La première plante le décor du contexte géographique, social et politique dans lequel évolue ce personnage alors qu’il n’a que dix-huit ans au début du roman.

Au cœur de la petite ville française de Verrières située en Franche-Comté, il est en effet le troisième fils d’un scieur du village qui contrairement à ses frères et son père, affirme rapidement sa préférence pour les études et fait preuve d’une grande curiosité intellectuelle, le « Mémorial de sainte Hélène » en tête, allant contre sa prédestination familiale programmée en faveur des travaux de force.

L’abbé Chélan, curé du séminaire et qui était au fait des incessantes moqueries et violences subies par Julien dans sa famille à ce sujet interviendra donc auprès du maire de ladite commune, Monsieur de Rênal, en vue de le faire intégrer à cette famille bourgeoise et provinciale en qualité de précepteur.

Pourtant pétri de timidité parfois naïve, ce jeune ambitieux imprégné de sa velléité à devenir un nouveau Napoléon tout en le cachant, n’aura de cesse de conquérir l’épouse du maire en question, Madame de Rênal, dès leur rencontre, tel un guerrier. Le glissement de leur relation vers des sentiments amoureux réciproques devenant difficiles à dissimuler, en parallèle de la rumeur cultivée par la femme de chambre jalouse en la personne d’Elisa, couplé à la fierté parfois disproportionnée du narrateur, le conduiront à prendre la route du grand séminaire de Besançon et à tourner les talons, au moins un temps.

Protégé ensuite par l’abbé Pirard de l’animosité du reste du groupe dont il partage le quotidien mais pas les idées, l’ouverture vers une place de secrétaire auprès du marquis de La Mole s’annonce alors être une nouvelle porte ouverte vers l’ascension sociale tant espérée.

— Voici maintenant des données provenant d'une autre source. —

PR #189, opened 2017-12-04
lightchain_shell: run LightChain in the background of interactive shell

gsalgado:
Also extend the quickstart and building_chains docs, and add the asyncio
sphinx extension so that coroutines get special treatment in docs.

### DIFF
--- a/docs/building_chains.rst
+++ b/docs/building_chains.rst
@@ -22,11 +22,11 @@ class:
   from evm.vm.forks.homestead import HomesteadVM
 
   chain_class = Chain.configure(
-    name='Test Chain',
-    vm_configuration=(
-      (constants.GENESIS_BLOCK_NUMBER, FrontierVM),
-      (constants.HOMESTEAD_MAINNET_BLOCK, HomesteadVM),
-    ),
+      name='Test Chain',
+      vm_configuration=(
+          (constants.GENESIS_BLOCK_NUMBER, FrontierVM),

Son départ à Paris ne se fera pas sans manquer de perdre la vie lors d’un dernier rendez-vous avec Madame de Rênal devenue apparemment froide à sa passion, mais par le fait réellement de trop d’émotion.

La deuxième partie dévoile alors la vie de Julien Sorel évoluant dans le milieu respectable et respecté de l’aristocratie parisienne en la famille de La Mole, de laquelle il gagne progressivement tout le respect de par son esprit et également de par un duel gagné.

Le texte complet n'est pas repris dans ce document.